Monday, February 3, 2014

Somehow, someday

Most of us have been unwilling to admit we were real alcoholics. No person likes to think he is bodily and mentally different from his fellows. Therefore, it is not surprising that our drinking careers have been characterized by countless vain attempts to prove we could drink like other people. The idea that somehow, someday he will control and enjoy his drinking is the great obsession of every abnormal drinker. The persistence of this illusion is astonishing. Many pursue it into the gates of insanity or death. - Alcoholics Anonymous, p.30
We speak of the hopelessness of the alcoholic, but that word implies that there was something originally hope for. We find it here in this paragraph. Most of us remember the golden moment, that magical first rush of alcohol to our brains. Yet for all the drinking I did, I never again experienced that same first rush. So I settled into a period of happy and successful drinking, never allowing control to interfere with enjoyment. I could get away with it because at that point I could drink as much as I wanted without any dire consequences.

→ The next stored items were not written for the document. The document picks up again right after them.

PR #5694, opened 2024-11-06
CLDSRV-573: Fix crash because of prom-client timeout

BourgoisMickael:
Instead of crashing it will now stay alive, return a 500 with body `{"message":"Error: Operation timed out."}` and log

```json
{"name":"S3","clientIP":"::1","clientPort":53518,"httpMethod":"GET","httpURL":"/metrics","err":{"message":"Operation timed out."},"time":1730901149499,"req_id":"31b0c58cb14cad5c9583","elapsed_ms":5002.625237,"level":"warn","message":"monitoring error","hostname":"MDM-RING-46789-store-1","pid":115}
```

For other arsenal error  we will have the message field: `"err":{"MethodNotAllowed":true,"message":"The specified method is not allowed against this resource."}`

This changes will not go into ZENKO as they don't use the cluster module with prom-client

> [!IMPORTANT]
>
> This problem happens often in low resource platform (like CI).
> This will fix many flaky CI on Federation that fails because the step `Check if s3 Prometheus exporter is active` retry 3 times ith small delay, crashing s3 multiple time

### DIFF
--- a/lib/utilities/monitoringHandler.js
+++ b/lib/utilities/monitoringHandler.js
@@ -24,7 +24,15 @@ async function routeHandler(req, res, cb) {
     if (req.method !== 'GET') {
         return cb(errors.BadRequest, []);
     }
-    const metrics = await aggregatorRegistry.clusterMetrics();
+    let metrics;
+    try {
+        // Catch timeout on IPC between worker and primary
+        // prom-client has a 5s hardcoded timeout
+        metrics = await aggregatorRegistry.clusterMetrics();
+    } catch (err) {
+        return cb(err, { message: err.toString() });
+    }
+
     const contentLen = Buffer.byteLength(metrics, 'utf8');
     res.writeHead(200, {
         'Content-Length': contentLen,
@@ -48,7 +56,11 @@ function monitoringHandler(clientIP, req, res, log) {
     function monitoringEndHandler(err, results) {
         writeResponse(res, err, results, error => {
             if (error) {
-                return log.end().warn('monitoring error', { err: error });
+                return log.end().warn('monitoring error', { err: {
+                    ...error,
+                    // For ArsenalError message is in description
+                    message: error.description || error.message,
+                } });
             }
             return log.end();
         });
--- a/package.json
+++ b/package.json
@@ -1,6 +1,6 @@
 {
   "name": "s3",
-  "version": "7.70.55",
+  "version": "7.70.56",
   "description": "S3 connector",
   "main": "index.js",
   "engines": {


BourgoisMickael:
ping

dvasilas (approved):
minor (very minor if this only happens in the CI):
`"err":{},"results":{"message":"Error: Operation timed out."}`

The `results` field is a bit unintuitive I think (I wouldn't grep for results in the logs).

Could we maybe have something like `"error":{"message":"Error: Operation timed out."}` ?

anurag4DSB:
> minor (very minor if this only happens in the CI): `"err":{},"results":{"message":"Error: Operation timed out."}`
> 
> The `results` field is a bit unintuitive I think (I wouldn't grep for results in the logs).
> 
> Could we maybe have something like `"error":{"message":"Error: Operation timed out."}` ?

I haven't seen the issue in production labs but I have in pre-production labs, one of them was FreePro.
Edit: It happens during CS startup time.

lib/utilities/monitoringHandler.js
```diff
@@ -48,7 +56,7 @@ function monitoringHandler(clientIP, req, res, log) {
     function monitoringEndHandler(err, results) {
         writeResponse(res, err, results, error => {
             if (error) {
-                return log.end().warn('monitoring error', { err: error });
+                return log.end().warn('monitoring error', { err: error, error: results });
             }
```
anurag4DSB: Right now, we're logging both err and error as the same object. It would be clearer to separate them if they represent different errors.

lib/utilities/monitoringHandler.js
```diff
@@ -48,7 +56,7 @@ function monitoringHandler(clientIP, req, res, log) {
     function monitoringEndHandler(err, results) {
```
anurag4DSB, line 56: Worth renaming this method to `handleMonitoringResponse`
Probably out of scope of this PR.

anurag4DSB (commented):
We need better errors in logs
I want to approve, but as the /approve command is there, it will be merged automatically without control.

lib/utilities/monitoringHandler.js
BourgoisMickael: This is to prevent changing the previous behavior, and it's the same error

- `err` is the error, so for arsenal error it will be like: `{"MethodNotAllowed": true}`, but for regular `Error` like the one catched here it will be `{}`
- `error: result` is the body passed to the response, so for arsenal error, any error managed by us it's `[]`, but specifically for the caugh prom error, I pass the message `err.toString()` as result in body so it will be `{"message":"Error: Operation timed out."}` because nodejs `Error` and `ArsenalError` logging don't mix well.

I added this so we can see if the metric error is something like `Operation timed out` or `write EPIPE` or any other cluster internal problem

anurag4DSB: okay, I understand that.
Can we make the code more readable, for example right now error is a key and a variable in the same scope?

I also prefer now having an `err:` and in the same line `error` unless I am missing something, there is no specific definition for err and error, so worth renaming them so CS or an admin can debug and understand.

BourgoisMickael: I could make something like `{message: err.toString(), ...err}`

For arsenal error it will look like `"err":{"MethodNotAllowed": true, "message": "This method is not allowed on this resource"}`

And for `Error` it will look like `"err":{"message":"Error: Operation timed out."}`

anurag4DSB: Thanks, that sounds good to me.
Considering this approving the PR.

anurag4DSB (approved):

PR #5697, opened 2024-11-12
CLDSRV-574 implement KMS health check

nicolas2bert:
**Context:** 
Cloudserver deep healthcheck is used in S3C by

S3 Frontend (Nginx) to manage the distribution of incoming S3 API requests based on backend server health. It sends a deep health check call every 2 seconds. Based on the deep health check results, Nginx dynamically adjusts the distribution of incoming S3 API requests. Healthy servers receive traffic, while unhealthy ones are temporarily removed from the pool to prevent failed requests.

Prometheus to monitor the health of bucketd. It sends an cloudserver deep health check call every 30 seconds. Prometheus requests blackbox that retrieves the cloudserver health, which has the bucketd health.

**Current behavior:**

Currently, KMS (KMIP/AWS KMS) is not part of the cloudserver deep health check. This prevents the cloudserver health check from failing if KMS is down, which is expected because only requests to encrypted buckets should fail. KMS being down should not prevent the server from starting up or run. (bugfix: https://scality.atlassian.net/browse/S3C-4833 )

**Expected behavior:**

We want KMS to be part of the cloudserver deep health check but still prevent the cloudserver health check from failing if KMS is down. Since only requests to encrypted buckets should fail when KMS is down, the server should continue to start up and run without issues.

**Why do we need to check for the KMS health?**

we want to be alerted if KMS is down to take appropriate action.

as a side effect, including KMS in the health check will help keep the connection alive. Some KMS providers require maintaining an active connection because, for example, when cloudserver connection to KMS remains idle for more than 24 hours, the internal Thales token expires. (ref: https://scality.atlassian.net/browse/S3C-8464 )

**NOTEs:**

Based on how frequently the cloudserver deep health check is performed, successful KMS requests should be cached with a cache expiration time set to less than 24 hours to keep the KMS connection alive.Caching will lower the number of requests made to the KMS service → less system resources used. Also, if KMS requests have costs, it will save some.

This approach is not a proper design for handling connection maintenance but rather a good side effect of integrating KMS into the health check. To handle connection “upkeep” properly, we should clearly separate both concerns: health checks vs connection maintenance.

### DIFF
--- a/lib/kms/Cache.js
+++ b/lib/kms/Cache.js
@@ -1,0 +1,65 @@
+class Cache {
+    constructor() {
+        this.lastChecked = null;
+        this.result = null;
+    }
+
+    /**
+     * Retrieves the cached result with the last checked timestamp.
+     * @returns {object|null} An object containing the result and lastChecked, or null if not set.
+     */
+    getResult() {
+        if (!this.result) {
+            return null;
+        }
+
+        return Object.assign({}, this.result, {
+            lastChecked: this.lastChecked ? new Date(this.lastChecked).toISOString() : null,
+        });
+    }
+
+    /**
+     * Retrieves the last checked timestamp.
+     * @returns {number|null} The timestamp of the last check or null if never checked.
+     */
+    getLastChecked() {
+        return this.lastChecked;
+    }
+
+    /**
+     * Updates the cache with a new result and timestamp.
+     * @param {object} result - The result to cache.
+     * @returns {undefined}
+     */
+    setResult(result) {
+        this.lastChecked = Date.now();
+        this.result = result;
+    }
+
+    /**
+     * Determines if the cache should be refreshed based on the last checked time.
+     * @param {number} duration - Duration in milliseconds for cache validity.
+     * @returns {boolean} true if the cache should be refreshed, else false.
+     */
+    shouldRefresh(duration = 1 * 60 * 60 * 1000) { // Default: 1 hour
+        if (!this.lastChecked) {
+            return true;
+        }
+
+        const now = Date.now();
+        const elapsed = now - this.lastChecked;
+        const jitter = Math.floor(Math.random() * 15 * 60 * 1000); // Up to 15 minutes
+        return elapsed > (duration - jitter);
+    }
+
+    /**
+     * Clears the cache.
+     * @returns {undefined}
+     */
+    clear() {
+        this.lastChecked = null;
+        this.result = null;
+    }
+}
+
+module.exports = Cache;
--- a/lib/kms/wrapper.js
+++ b/lib/kms/wrapper.js
@@ -8,6 +8,8 @@ const inMemory = require('./in_memory/backend').backend;
 const file = require('./file/backend');
 const KMIPClient = require('arsenal').network.kmipClient;
 const Common = require('./common');
+const Cache = require('./Cache');
+const cache = new Cache();
 let scalityKMS;
 let scalityKMSImpl;
 try {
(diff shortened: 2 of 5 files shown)


nicolas2bert:
ping

anurag4DSB (approved):
I like that its not gonna bring CS down :)

tests/unit/encryption/healthCheckCache.js
```diff
@@ -0,0 +1,125 @@
...
+
+describe('Cache Class', () => {
+    let cache;
+    let originalDateNow;
+    let originalMathRandom;
+
+    beforeEach(() => {
+        cache = new Cache();
+        originalDateNow = Date.now;
+        originalMathRandom = Math.random;
```
BourgoisMickael: Could use sinon stub

lib/kms/wrapper.js
```diff
@@ -355,26 +357,49 @@ class KMS {
...
+                    // still allow requests to this CloudServer instance. This way, an unavailable KMIP
+                    // host or a connection issue with KMIP will not prevent the normal operation of CloudServer.
+                    respBody[implName] = {
+                        code: 200,
+                        message: 'KMS health check failed',
+                        description: err.description,
+                    };
+                    logger.warn('KMS health check failed', { errorCode: err.code, error: err.description });
+                } else {
+                    respBody[implName] = {
```
BourgoisMickael: I wonder if it could be interesting to put the date of the last cached health check if cached for a long time, so you can see it directly in the response without needing debug logs

lib/kms/wrapper.js
```diff
@@ -355,26 +357,49 @@ class KMS {
...
+                        code: 200,
+                        message: 'OK',
+                    };
+                    logger.info('KMS health check succeeded', { respBody });
+                }
+                // Only update the cache on success
+                cache.setResult(respBody);
```
BourgoisMickael: It means if there is a failure, kms down or other problem, it's going to retry for every deepHealthcheck (every 2 seconds or 30 seconds) indefinitely.

And if the endpoint is slow there could potentially be multiple health check concurrently.

Maybe we could prevent this from happening, maybe it could be desynchronized from the incoming request, by having kms health check on interval to manage failure retry and the request retrieved only the cached value ?

BourgoisMickael (approved):

lib/kms/wrapper.js
nicolas2bert: It's a leftover comment from the initial implementation. After discussing with the product team, we decided to cache both successful and failed responses.

I just removed it. Thanks.

lib/kms/wrapper.js
nicolas2bert: Yes, agree. It's good to be transparent.

lib/kms/Cache.js
```diff
@@ -0,0 +1,56 @@
...
+        this.result = result;
+    }
+
+    /**
+     * Determines if the cache should be refreshed based on the last checked time.
+     * @param {number} duration - Duration in milliseconds for cache validity.
+     * @returns {boolean} true if the cache should be refreshed, else false.
+     */
+    shouldRefresh(duration = 1 * 60 * 60 * 1000) { // Default: 1 hours
+        if (!this.lastChecked) return true;
```
jonathan-gramain:
```suggestion
        if (!this.lastChecked) {
            return true;
        }
```

tests/unit/encryption/checkHealth.js
```diff
@@ -0,0 +1,91 @@
...
+        delete memBackend.healthcheck;
+    });
+
+    afterEach(() => {
+        sinon.restore();
+    });
+
+    it('should return OK when kms backend does not have healthcheck method', (done) => {
+        kms.checkHealth(log, (err, result) => {
+            assert.strictEqual(err, null);
```
jonathan-gramain: I tend to prefer the more idiomatic `assert.ifError(err)` (but up to you)

jonathan-gramain (approved):

nicolas2bert:
@bert-e approve

nicolas2bert:
ping

nicolas2bert:
@bert-e reset

nicolas2bert:
ping

nicolas2bert:
@bert-e reset

nicolas2bert:
@bert-e reset

PR #5699, opened 2024-11-15
Fix handling of archived object replacement

francoisferrand:
When an objects overwrites an object in a non-versioned bucket, need
to add special handling to ensure an oplog entry is generated about the
"removal" of object: so that Backbeat can detect it, and notify cold
storage backend.

This was fixed already for putObject in CLDSRV-560, but the MPU and
copyObject cases were not handled.

Issue: CLDSRV-577

### DIFF
--- a/lib/api/apiUtils/object/createAndStoreObject.js
+++ b/lib/api/apiUtils/object/createAndStoreObject.js
@@ -268,7 +268,8 @@ function createAndStoreObject(bucketName, bucketMD, objectKey, objMD, authInfo,
             if (isPutVersion) {
                 const options = overwritingVersioning(objMD, metadataStoreParams);
                 return process.nextTick(() => next(null, options, infoArr));
-            } else if (!bucketMD.isVersioningEnabled() && objMD?.archive?.archiveInfo) {
+            }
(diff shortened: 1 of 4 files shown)


welansari (approved):

ghost (commented):
I understand the urgency, but we really should cover these changes with tests, unless we already have a follow up ticket

benzekrimaha (approved):

francoisferrand:
> I understand the urgency, but we really should cover these changes with tests, unless we already have a follow up ticket

no easy way to test this in Cloudserver (since the behavior is not 
"observable" at cloudserver level), so it is tested Zenko : https://scality.atlassian.net/browse/ZENKO-4928

ghost:
@francoisferrand I disagree that it's not easily testable: we can always add unit tests for that, no? We are already testing all these functions with mocks when needed... (e.g. completeMPU)

KillianG (approved):

francoisferrand:
> @francoisferrand I disagree that it's not easily testable: we can always add unit tests for that, no? We are already testing all these functions with mocks when needed... (e.g. completeMPU)

https://scality.atlassian.net/browse/CLDSRV-581 added to next sprint

ghost (approved):

PR #2404, opened 2019-05-02
DHFPROD-2171: Resolve errors loading online-store in QS

ryanjdew:


examples/online-store/flows/LoadOrders.flow.json
```diff
@@ -1,11 +1,22 @@
...
-    "1": {
-      "stepDefinitionName": "IngestOrders",
-      "stepDefinitionType": "CUSTOM"
+    "1" : {
+      "name" : "IngestOrders",
+      "description" : "null",
+      "options" : { },
+      "customHook" : null,
+      "retryLimit" : 0,
+      "batchSize" : 0,
```
akshaysonvane: Should be null or matching the flow
```suggestion
      "batchSize" : null,
```

examples/online-store/flows/LoadOrders.flow.json
```diff
@@ -1,11 +1,22 @@
...
+      "threadCount" : 0,
```
akshaysonvane: Should be null or matching the flow
```suggestion
      "threadCount" : null,
```

marklogic-data-hub/src/main/java/com/marklogic/hub/step/impl/Step.java
```diff
@@ -133,15 +133,19 @@ public static Step deserialize(JsonNode json) {
         Step step = new Step();
 
         JSONObject jsonObject = new JSONObject(json);
-        step.setName(jsonObject.getString("name"));
+        step.setStepDefinitionName(jsonObject.getString("stepDefinitionName"));
+        step.setStepDefinitionType(StepDefinition.StepDefinitionType.getStepDefinitionType(jsonObject.getString("stepDefinitionType")));
+        String stepName = jsonObject.getString("name");
+        if (stepName == null) {
+            stepName = step.getStepDefinitionName();
```
akshaysonvane: Is step name optional?

aebadirad: Yes, but that's not encouraged.

PKey for the step is the #.

ryanjdew: Good question. The backend doesn't require it and I don't believe the middle-tier does either, but Quick Start seems to.

akshaysonvane: We seem to track both step name and step-def name in prov.
Should we make it required as going forward when we have a step-def bank the step name will come in handy to track the relation between both?

aebadirad: Yeah. Going forward we should.

aebadirad:
Rebase needed

PR #2406, opened 2019-05-02
DHFPROD-2339: Flow name should not be editable in QS and server should throw error

alexsmr:


web/src/main/ui/app/components/flows-new/edit-flow/ui/new-step-dialog-ui.component.html
```diff
@@ -7,7 +7,7 @@ <h1 mat-dialog-title>{{title}}</h1>
       <mat-option class="type-option" *ngFor="let option of stepOptions" [value]="option">{{capitalFirstLetter(option)}}</mat-option>
     </mat-select>
   </mat-form-field>
-  <div *ngIf="newStepForm.value.stepDefinitionType || editingStep">
+  <div *ngIf="newStepForm.value.stepDefinitionType || isUpdate">
```
brucean52: If we are going to use isUpdate boolean in new step dialog, we need to add the parameter to the interface in new-step-dialog.component.ts and then update the data objects when opening the new step dialog in edit-flow-ui.component.ts and step.component.ts

alexsmr: Agree. I add it to the interface, but the values are already updated.

PR #2408, opened 2019-05-02
DHFPROD-2346: 5.0 QuickStart is resolving project relative path in in…

hao1st:
…gest flow

Also fixed inputFilePath does not save correctly...

### DIFF
--- a/web/src/main/java/com/marklogic/hub/web/web/UtilController.java
+++ b/web/src/main/java/com/marklogic/hub/web/web/UtilController.java
@@ -16,16 +16,9 @@
  */
 package com.marklogic.hub.web.web;
 
+import com.marklogic.hub.impl.HubConfigImpl;
 import com.marklogic.hub.util.FileUtil;
 import com.marklogic.hub.web.model.SearchPathModel;
-import org.slf4j.Logger;
-import org.slf4j.LoggerFactory;
-import org.springframework.stereotype.Controller;
-import org.springframework.web.bind.annotation.RequestMapping;
-import org.springframework.web.bind.annotation.RequestMethod;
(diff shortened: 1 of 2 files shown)


web/src/main/java/com/marklogic/hub/web/web/UtilController.java
```diff
@@ -16,46 +16,56 @@
...
+
 	@RequestMapping(value = "/searchPath", method = RequestMethod.GET)
 	@ResponseBody
 	public Map<String, Object> searchPath(@RequestParam String path) {
-		logger.debug("Search Path:" + path);
-		List<SearchPathModel> folders = new ArrayList<>();
-		List<SearchPathModel> files = new ArrayList<SearchPathModel>();
-		Path currentPath = Paths.get(".").toAbsolutePath().normalize();
-		Path relativePath;
+        String basePath = ".";
```
srinathgit: We always had this behavior. Why are we changing this now ? During  bootstrapping, when the project is not initialized and hence when project dir not set , this may return null

aebadirad: Check if hubprojectdir() is set before doing this, or else use that behavior.

srinathgit: The behavior with this change seems to be 
1. When QS is started and hubConfig is not populated, the dir listing is relative to location from which war file was started (this can be seen in the dir picker in the login page)
2. Once logged in and hubProject/ hubConfig are populated, the dir listing is relative to current proj dir (this can be seen in dir picker in ingestion step page)
3. Once user logs out (old hubConfig/hubProject are still populated), when user gets back to login page and picks dir, it is relative to the last proj dir

PR #2410, opened 2019-05-03
DHFPROD-2331: Set all step/flow start/end times to server

srinathgit:
This PR,

1. Remove job doc creation/updating from collector 
2. Moves all step/flow start/end times to server- changes to extensions/jobs.sjs to handle creation/updating of stepresponse in the job doc at the start of step (when status is changed to "running step #" ) and at the end of step (when status is changed to "completed (or other statuses) step #" ) 
3. Corresponding changes to FlowRunner, Write/QueryStepRunners
4. Adds lastAttemptedStep, lastCompletedStep, user info to RunFLowResponse
5. Refactor code (JobUpdate renamed to JobDocManager and move common methods in Write/QueryStepRunner to StepRunnerUtil)

### DIFF
--- a/marklogic-data-hub/src/main/java/com/marklogic/hub/flow/impl/FlowRunnerImpl.java
+++ b/marklogic-data-hub/src/main/java/com/marklogic/hub/flow/impl/FlowRunnerImpl.java
@@ -335,24 +335,6 @@ public class FlowRunnerImpl implements FlowRunner{
                 logger.error(e.getMessage());
             }
             finally {
-                if (!isJobSuccess.get()) {
-                    try {
-                        flowStatusListeners.forEach((FlowStatusListener listener) -> {
-                            listener.onStatusChanged(jobId, runningStep, jobStatus, currPercentComplete[0], currSuccessfulEvents[0], currFailedEvents[0], JobStatus.FAILED.toString());
-                        });
-                    } catch (Exception ex) {
-                        logger.error(ex.getMessage());
-                    }
-                } else {
-                    try {
-                        flowStatusListeners.forEach((FlowStatusListener listener) -> {
-                            listener.onStatusChanged(jobId, runningStep, jobStatus, currPercentComplete[0], currSuccessfulEvents[0], currFailedEvents[0], JobStatus.FINISHED.toString());
-                        });
-                    } catch (Exception ex) {
-                        logger.error(ex.getMessage());
-                    }
-                }
-
                 JsonNode jobNode = null;
                 try {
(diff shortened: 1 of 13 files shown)


srinathgit:
@hao1st ,
I ran a basic test on QS and it seems to render values fine. Can you please confirm if any changes are required on the web layer ?

marklogic-data-hub/src/main/java/com/marklogic/hub/flow/impl/FlowRunnerImpl.java
```diff
@@ -353,25 +353,26 @@ else if (!isJobSuccess.get()) {
...
+                        resp.setStartTime(jobDoc.getStartTime());
+                        resp.setEndTime(jobDoc.getEndTime());
+                        resp.setUser(jobDoc.getUser());
+                        resp.setLastAttemptedStep(jobDoc.getLastAttemptedStep());
+                        resp.setLastCompletedStep(jobDoc.getLastCompletedStep());
+                    }
+                    catch (Exception e) {
+                        logger.error(e.getMessage());
+                    }
                 }
```
hao1st: Nice job with updating start/end time logic on the e-node side! 👍

If you switch the order of the following codes by putting the first snippet before the second snippet, it should be fine.

https://github.com/marklogic/marklogic-data-hub/blob/c7cbd0297c17d5d37ff82abf3157d5959e125cfd/marklogic-data-hub/src/main/java/com/marklogic/hub/flow/impl/FlowRunnerImpl.java#L356-L376

https://github.com/marklogic/marklogic-data-hub/blob/c7cbd0297c17d5d37ff82abf3157d5959e125cfd/marklogic-data-hub/src/main/java/com/marklogic/hub/flow/impl/FlowRunnerImpl.java#L338-L354

marklogic-data-hub/src/main/resources/ml-modules/root/data-hub/5/endpoints/collector.sjs
```diff
@@ -41,13 +41,6 @@ if(method === 'GET') {
   const database = requestParams.database;
   let options = requestParams.options ? JSON.parse(requestParams.options) : {};
 
-  let jobDoc = datahub.jobs.getJobDocWithId(jobId);
```
hao1st: we do not need to have the lines:
https://github.com/marklogic/marklogic-data-hub/blob/29f69f0379c4a7167e69baa5178073f22d46bb02/marklogic-data-hub/src/main/resources/ml-modules/root/data-hub/5/endpoints/collector.sjs#L40-L41

PR #2411, opened 2019-05-03
DHFPROD-2377: reload mapping after flow run

wooldridge:
Running a flow can ingest sample documents required for mapping.
Account for this by reloading any mapping steps when a job ends.

1. edit-flow.component sets flowEnded flag with job ID at end of job
2. flowEnded passed to edit-flow-ui.component, which recognizes change in value
3. flowEnded passed to step.component, which triggers mapping load on change if mapping step

Screencast: https://drive.google.com/file/d/1to9CTpCugHLNLEPVKBJ5Z5xKh0WZqcqP/view


aebadirad:
Fixed the merge conflict.

PR #2412, opened 2019-05-03
DHFPROD-2400: Prefix metadata with datahub

ryanjdew:


aebadirad:
We're picking up a few test failures @ryanjdew

ryanjdew:
@rjrudin I believe we're moving to just Data Hub, instead of Data Hub Framework in our docs/published material. Personally, I don't have a preference for what the prefix is, but I agree we should be consistent.

aebadirad:
I think datahub is good for now. I agree we have a datahub vs. hub delta, but for now let's go with datahub (since we use that server side all over) and see if we can close the deltas elsewhere in future versions.

PR #2414, opened 2019-05-03
DHFPROD-2391: Handle whitespace in mapping for json source docs

akshaysonvane:


marklogic-data-hub/src/main/resources/ml-modules/root/data-hub/5/builtins/steps/mapping/default/lib.sjs
```diff
@@ -33,6 +33,19 @@ function getSourceContext(sourceContext) {
   return sourceContext;
 }
 
+function getPath(sourceContext, connector, propertyName) {
+  let path;
+  if (xdmp.castableAs("http://www.w3.org/2001/XMLSchema", "NCName", propertyName)) {
+    path = `${sourceContext}${connector}${propertyName}`;
+  } else {
+    if (connector.includes("*:")) {
+      connector = "";
```
ryanjdew: Should this replace just the "*:" with blank instead of the whole connector as blank? 

A first glance, it looks like it could lose "/", which may be significant.

akshaysonvane: Yes, that right, @ryanjdew. It should only replace "*:"

PR #2418, opened 2019-05-04
DHFPROD-2419: Handle 0 committed values in Jobs views

wooldridge:
Details in: https://project.marklogic.com/jira/browse/DHFPROD-2419

You can test by running a flow job that fails (e.g., put in bad URI replacement text for an ingestion). This fix addresses the missing 0 values in the committed column.

Plus minor CSS alignment tweak.


aebadirad:
These test failures are getting rather annoying :/

PR #2419, opened 2019-05-05
DHFPROD-2414: QS somehow persists previously used data-hub name

hao1st:
https://project.marklogic.com/jira/browse/DHFPROD-2414

### DIFF
--- a/marklogic-data-hub/src/main/java/com/marklogic/hub/impl/HubConfigImpl.java
+++ b/marklogic-data-hub/src/main/java/com/marklogic/hub/impl/HubConfigImpl.java
@@ -2016,4 +2016,75 @@ public class HubConfigImpl implements HubConfig
         manageClient = null;
     }
 
+    public void resetHubConfigs() {
+        stagingDbName = null;
+        stagingHttpName = null;
+        stagingForestsPerHost = null;
+        stagingPort = null;
+        stagingAuthMethod = null;
+        stagingScheme = null;
+        stagingSimpleSsl = null;
+
+        stagingSslContext = null;
+        stagingSslHostnameVerifier = null;
+        stagingCertFile = null;
+        stagingCertPassword = null;
+        stagingExternalName = null;
+        stagingTrustManager = null;
+
+        finalDbName = null;
+        finalHttpName = null;
+        finalForestsPerHost = null;
+        finalPort = null;
+        finalAuthMethod = null;
+        finalScheme = null;
+
+        finalSimpleSsl = null;
+        finalSslContext = null;
+        finalSslHostnameVerifier = null;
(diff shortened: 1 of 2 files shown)


aebadirad:
@ayuwono we're getting some test failures....is this related to the flushing of the hugconfig, but I don't see how the test failures are related.

So approving, but just wanted to let you know

ayuwono:
> @ayuwono we're getting some test failures....is this related to the flushing of the hugconfig, but I don't see how the test failures are related.
> 
> So approving, but just wanted to let you know

The test failures are because of DHFPROD-2421 (NPE) and The About button has no unique id (using "login-button" as id -- DHFPROD-2420)

marklogic-data-hub/src/main/java/com/marklogic/hub/impl/HubConfigImpl.java
```diff
@@ -2016,4 +2016,75 @@ public void resetAppConfigs() {
         manageClient = null;
     }
 
+    public void resetHubConfigs() {
+        stagingDbName = null;
```
rjrudin: I think reflection would be useful here to lessen the maintenance burden - i.e. any time a new field is added to HubConfigImpl, we have to hope that someone remembers to null it out in this method if necessary. Could reflect on all the fields and null out anything starting with "staging" or "final" or "job" or "modules", and then also null out the handful of other fields not starting with one of those prefixes.

srinathgit: @hao1st , I agree with @rjrudin .  HubTestBase.resetProperties() nulls out fields using reflection. You can modify the logic.

```
    public void resetProperties() {
        Field[] fields = HubConfigImpl.class.getDeclaredFields();
        Set<String> s =  Stream.of("hubProject", "environment", "flowManager", 
                "dataHub", "versions", "logger", "objmapper", "projectProperties").collect(Collectors.toSet());

        for(Field f : fields){
            if(! s.contains(f.getName())) {
                ReflectionUtils.makeAccessible(f);
                ReflectionUtils.setField(f, adminHubConfig, null);                
            }
            
        }
    }
```

aebadirad: @rjrudin Could we instead shift hubconfigimpl for the next minor release to be an extension of appconfig and resolve it in that effort?

Not saying we shouldn't use reflection atm, but just that the longer-term solution consist of a better way to handle configs? We'll esp have to start considering multi-users logged in for operational use (maybe not modifying the project, but just different users running flows/getting data, and right now that's tied at the hip with the hubconfig.)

Then, as it says elsewhere, "gradually things got worse." Gradually, I needed to control my intake, but that began to interfere with the enjoyment. So I started to look forward to occasions when I could drink without interference. I encouraged my wife to visit her family in Michigan without me so I could party on. I would go away by myself for weekends, visiting places she wasn't interested in seeing. But most of my sightseeing was done in my motel room, drunk in front of the TV. (I did drive through some lovely scenery getting there, though.) Eventually I began to tell everyone to leave me alone, and one by one they did.

I refused to admit that my reaction to alcohol was changing, that I was becoming less and less like normal drinkers, bodily and mentally. I began to cling to the hope that "some new miracle of control" would return me to those happier times when I could control and enjoy it. This is the obsession of every alcoholic. I could enjoy it if I didn't have to control it, but I couldn't have it both ways. It became my obsession. My fondest hope was becoming more and elusive until I was left with nothing but hopelessness.

The book calls this a "delusion" of astonishing persistence. Here's a dictionary definition of delusion:
An idiosyncratic belief or impression that is firmly maintained despite being contradicted by what is generally accepted as reality or rational argument, typically a symptom of mental disorder.
Can anyone relate to that? Delusions are by their very nature persistent. But the alcoholic delusion is so immune to reason that any outside observer would be astonished. It is a delusion characterized by countless vain attempts to do the impossible.

The last sentence is a telling one. I have a mental image of the alcoholic running into a burning building to retrieve something that is no longer there.We pursued it to the gates of insanity and death, and the closer we got to Hell, the harder we ran.